Using the data that follows, return exactly the lines from the one that contains "The deferred build" through the one that contains "- **Run SQL", ends included.

══════

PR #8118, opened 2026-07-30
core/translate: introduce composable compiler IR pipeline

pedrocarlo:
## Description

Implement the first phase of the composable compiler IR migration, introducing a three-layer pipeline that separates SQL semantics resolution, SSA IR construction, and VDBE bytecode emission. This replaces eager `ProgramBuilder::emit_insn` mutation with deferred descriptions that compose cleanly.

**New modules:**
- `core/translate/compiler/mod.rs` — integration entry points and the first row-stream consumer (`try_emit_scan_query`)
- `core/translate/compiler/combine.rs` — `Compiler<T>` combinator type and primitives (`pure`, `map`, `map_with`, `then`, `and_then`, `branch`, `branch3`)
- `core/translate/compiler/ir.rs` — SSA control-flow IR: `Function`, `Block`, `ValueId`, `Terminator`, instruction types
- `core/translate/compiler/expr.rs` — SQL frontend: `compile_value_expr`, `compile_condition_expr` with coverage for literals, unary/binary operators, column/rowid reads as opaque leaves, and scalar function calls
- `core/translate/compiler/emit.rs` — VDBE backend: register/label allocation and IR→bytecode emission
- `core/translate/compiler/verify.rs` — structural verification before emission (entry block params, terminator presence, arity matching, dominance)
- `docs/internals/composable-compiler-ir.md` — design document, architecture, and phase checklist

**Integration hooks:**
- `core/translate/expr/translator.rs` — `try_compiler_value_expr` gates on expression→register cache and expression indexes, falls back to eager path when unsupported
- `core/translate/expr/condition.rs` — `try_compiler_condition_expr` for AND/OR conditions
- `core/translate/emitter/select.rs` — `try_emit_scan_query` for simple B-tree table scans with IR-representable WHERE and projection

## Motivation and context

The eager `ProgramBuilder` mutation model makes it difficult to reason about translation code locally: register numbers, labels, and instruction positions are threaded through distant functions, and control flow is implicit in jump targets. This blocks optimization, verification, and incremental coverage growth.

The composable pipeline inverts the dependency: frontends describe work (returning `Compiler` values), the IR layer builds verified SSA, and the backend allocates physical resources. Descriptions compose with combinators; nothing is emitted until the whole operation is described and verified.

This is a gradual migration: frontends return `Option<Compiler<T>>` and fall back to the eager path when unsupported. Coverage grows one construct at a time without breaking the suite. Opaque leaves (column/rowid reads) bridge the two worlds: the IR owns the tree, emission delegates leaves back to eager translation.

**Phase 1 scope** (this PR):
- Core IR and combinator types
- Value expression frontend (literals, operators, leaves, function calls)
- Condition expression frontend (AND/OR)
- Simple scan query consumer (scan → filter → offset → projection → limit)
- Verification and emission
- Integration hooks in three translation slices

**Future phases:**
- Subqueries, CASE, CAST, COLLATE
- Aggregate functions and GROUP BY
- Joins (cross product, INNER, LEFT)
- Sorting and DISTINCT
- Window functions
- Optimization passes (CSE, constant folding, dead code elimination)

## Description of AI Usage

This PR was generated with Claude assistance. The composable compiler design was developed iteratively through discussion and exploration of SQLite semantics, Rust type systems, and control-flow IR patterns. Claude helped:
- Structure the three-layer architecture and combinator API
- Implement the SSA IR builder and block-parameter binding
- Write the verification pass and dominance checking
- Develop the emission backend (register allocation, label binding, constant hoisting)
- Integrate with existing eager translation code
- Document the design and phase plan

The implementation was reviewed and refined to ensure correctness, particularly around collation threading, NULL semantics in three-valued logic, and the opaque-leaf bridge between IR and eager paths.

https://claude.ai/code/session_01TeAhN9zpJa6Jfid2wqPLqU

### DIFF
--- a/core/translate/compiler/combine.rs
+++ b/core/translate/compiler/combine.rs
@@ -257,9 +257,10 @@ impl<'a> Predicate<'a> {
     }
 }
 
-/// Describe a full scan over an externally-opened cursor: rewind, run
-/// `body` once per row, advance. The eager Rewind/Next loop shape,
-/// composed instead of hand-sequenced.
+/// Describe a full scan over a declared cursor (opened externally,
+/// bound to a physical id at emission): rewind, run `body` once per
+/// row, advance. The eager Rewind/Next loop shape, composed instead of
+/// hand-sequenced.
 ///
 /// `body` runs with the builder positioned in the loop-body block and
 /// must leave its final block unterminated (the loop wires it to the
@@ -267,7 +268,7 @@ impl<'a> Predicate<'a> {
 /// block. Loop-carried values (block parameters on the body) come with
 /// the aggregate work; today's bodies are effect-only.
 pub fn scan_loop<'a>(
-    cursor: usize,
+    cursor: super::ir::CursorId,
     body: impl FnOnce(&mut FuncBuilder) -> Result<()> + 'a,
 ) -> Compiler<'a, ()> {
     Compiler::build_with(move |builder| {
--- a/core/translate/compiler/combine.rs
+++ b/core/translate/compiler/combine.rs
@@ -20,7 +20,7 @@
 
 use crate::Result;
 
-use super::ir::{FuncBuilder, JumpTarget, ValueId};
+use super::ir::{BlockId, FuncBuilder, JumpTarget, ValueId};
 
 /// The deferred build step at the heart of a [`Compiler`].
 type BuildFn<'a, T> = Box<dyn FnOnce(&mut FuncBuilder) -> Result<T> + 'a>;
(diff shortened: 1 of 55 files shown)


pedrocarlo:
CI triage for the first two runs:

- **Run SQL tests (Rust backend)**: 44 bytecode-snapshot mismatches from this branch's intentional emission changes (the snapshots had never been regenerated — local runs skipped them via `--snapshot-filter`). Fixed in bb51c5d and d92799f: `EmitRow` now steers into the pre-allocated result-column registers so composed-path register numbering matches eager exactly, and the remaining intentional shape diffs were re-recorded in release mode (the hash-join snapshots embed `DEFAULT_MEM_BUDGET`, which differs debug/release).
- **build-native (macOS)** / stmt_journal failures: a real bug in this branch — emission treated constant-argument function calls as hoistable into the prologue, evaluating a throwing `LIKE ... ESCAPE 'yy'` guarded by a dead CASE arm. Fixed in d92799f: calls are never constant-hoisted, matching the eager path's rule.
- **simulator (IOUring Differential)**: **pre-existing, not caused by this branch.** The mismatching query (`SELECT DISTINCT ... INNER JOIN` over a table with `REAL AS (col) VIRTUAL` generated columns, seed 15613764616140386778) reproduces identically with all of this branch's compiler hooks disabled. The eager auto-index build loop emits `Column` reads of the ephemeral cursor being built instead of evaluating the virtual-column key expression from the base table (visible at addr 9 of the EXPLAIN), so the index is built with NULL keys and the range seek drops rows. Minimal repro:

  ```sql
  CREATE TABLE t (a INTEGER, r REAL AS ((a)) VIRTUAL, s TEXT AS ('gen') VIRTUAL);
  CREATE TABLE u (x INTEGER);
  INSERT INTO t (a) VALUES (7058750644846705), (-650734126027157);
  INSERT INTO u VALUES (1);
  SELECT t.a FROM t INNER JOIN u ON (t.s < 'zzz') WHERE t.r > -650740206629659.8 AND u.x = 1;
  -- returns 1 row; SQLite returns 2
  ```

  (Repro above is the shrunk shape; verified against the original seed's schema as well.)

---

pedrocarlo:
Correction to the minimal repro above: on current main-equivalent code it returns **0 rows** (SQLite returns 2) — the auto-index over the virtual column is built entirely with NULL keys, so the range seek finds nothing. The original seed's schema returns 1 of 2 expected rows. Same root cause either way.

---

══════

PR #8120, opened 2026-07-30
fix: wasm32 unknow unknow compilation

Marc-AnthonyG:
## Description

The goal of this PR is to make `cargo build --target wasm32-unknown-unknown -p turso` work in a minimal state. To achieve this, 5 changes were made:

══════

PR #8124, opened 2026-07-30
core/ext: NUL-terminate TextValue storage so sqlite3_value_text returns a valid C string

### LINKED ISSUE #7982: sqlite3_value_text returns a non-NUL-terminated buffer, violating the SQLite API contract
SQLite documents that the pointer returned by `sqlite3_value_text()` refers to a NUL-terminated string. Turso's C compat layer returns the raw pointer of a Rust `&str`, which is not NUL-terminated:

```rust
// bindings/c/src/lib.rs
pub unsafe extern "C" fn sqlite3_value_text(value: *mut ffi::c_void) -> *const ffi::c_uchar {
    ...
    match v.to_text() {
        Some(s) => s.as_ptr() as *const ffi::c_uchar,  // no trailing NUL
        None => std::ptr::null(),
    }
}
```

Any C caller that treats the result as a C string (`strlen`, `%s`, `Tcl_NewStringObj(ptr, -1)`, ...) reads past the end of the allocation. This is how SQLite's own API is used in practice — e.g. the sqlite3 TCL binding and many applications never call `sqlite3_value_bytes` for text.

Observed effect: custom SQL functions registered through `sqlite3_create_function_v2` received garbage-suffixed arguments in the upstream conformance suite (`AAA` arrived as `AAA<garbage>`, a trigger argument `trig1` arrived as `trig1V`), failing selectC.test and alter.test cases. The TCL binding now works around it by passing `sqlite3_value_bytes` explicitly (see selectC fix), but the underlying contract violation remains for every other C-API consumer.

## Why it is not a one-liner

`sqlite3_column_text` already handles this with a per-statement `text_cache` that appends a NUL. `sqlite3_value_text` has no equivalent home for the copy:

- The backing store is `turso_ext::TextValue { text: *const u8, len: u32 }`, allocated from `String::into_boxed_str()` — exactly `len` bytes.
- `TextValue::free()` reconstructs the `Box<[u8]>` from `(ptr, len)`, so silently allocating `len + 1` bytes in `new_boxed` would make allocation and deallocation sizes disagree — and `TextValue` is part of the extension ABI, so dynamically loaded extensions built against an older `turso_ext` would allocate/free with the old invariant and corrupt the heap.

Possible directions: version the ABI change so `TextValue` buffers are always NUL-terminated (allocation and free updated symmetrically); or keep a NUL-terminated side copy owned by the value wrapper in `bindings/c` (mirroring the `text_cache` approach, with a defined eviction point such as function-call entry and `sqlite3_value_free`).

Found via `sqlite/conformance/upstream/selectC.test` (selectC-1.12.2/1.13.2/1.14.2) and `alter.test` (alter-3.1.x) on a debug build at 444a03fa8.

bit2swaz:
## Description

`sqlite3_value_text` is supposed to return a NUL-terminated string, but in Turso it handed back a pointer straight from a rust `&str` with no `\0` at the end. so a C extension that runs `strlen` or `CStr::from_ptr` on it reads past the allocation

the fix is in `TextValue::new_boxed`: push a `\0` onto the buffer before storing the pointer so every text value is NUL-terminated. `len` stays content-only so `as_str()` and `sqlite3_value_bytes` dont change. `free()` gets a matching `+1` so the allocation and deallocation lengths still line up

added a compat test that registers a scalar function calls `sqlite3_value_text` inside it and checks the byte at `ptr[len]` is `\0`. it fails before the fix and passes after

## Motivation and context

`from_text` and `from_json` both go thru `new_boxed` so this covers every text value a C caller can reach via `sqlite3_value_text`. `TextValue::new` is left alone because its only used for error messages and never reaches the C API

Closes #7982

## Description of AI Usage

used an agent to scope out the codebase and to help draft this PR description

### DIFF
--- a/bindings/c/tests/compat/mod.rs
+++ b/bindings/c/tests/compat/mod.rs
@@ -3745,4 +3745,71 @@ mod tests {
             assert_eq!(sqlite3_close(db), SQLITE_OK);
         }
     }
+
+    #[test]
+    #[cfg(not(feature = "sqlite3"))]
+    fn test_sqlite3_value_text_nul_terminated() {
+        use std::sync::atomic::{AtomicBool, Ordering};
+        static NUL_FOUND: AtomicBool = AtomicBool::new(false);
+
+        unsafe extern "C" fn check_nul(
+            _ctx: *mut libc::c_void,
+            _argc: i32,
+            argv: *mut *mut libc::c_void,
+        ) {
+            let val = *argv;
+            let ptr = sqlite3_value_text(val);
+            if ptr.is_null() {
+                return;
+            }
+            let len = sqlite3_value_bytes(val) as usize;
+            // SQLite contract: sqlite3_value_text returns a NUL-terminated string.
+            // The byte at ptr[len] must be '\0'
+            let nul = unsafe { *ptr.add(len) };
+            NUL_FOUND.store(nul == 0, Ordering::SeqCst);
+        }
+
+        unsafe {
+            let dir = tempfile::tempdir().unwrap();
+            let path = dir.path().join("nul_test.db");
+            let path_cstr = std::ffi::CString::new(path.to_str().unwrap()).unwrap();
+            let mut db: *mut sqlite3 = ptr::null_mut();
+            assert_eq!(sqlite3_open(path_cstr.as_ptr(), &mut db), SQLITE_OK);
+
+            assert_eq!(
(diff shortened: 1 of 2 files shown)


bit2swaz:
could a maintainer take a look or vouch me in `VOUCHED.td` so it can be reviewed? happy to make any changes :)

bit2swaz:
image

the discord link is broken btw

══════

## Answer
 /// The deferred build step at the heart of a [`Compiler`].
 type BuildFn<'a, T> = Box<dyn FnOnce(&mut FuncBuilder) -> Result<T> + 'a>;
(diff shortened: 1 of 55 files shown)


pedrocarlo:
CI triage for the first two runs:

- **Run SQL tests (Rust backend)**: 44 bytecode-snapshot mismatches from this branch's intentional emission changes (the snapshots had never been regenerated — local runs skipped them via `--snapshot-filter`). Fixed in bb51c5d and d92799f: `EmitRow` now steers into the pre-allocated result-column registers so composed-path register numbering matches eager exactly, and the remaining intentional shape diffs were re-recorded in release mode (the hash-join snapshots embed `DEFAULT_MEM_BUDGET`, which differs debug/release).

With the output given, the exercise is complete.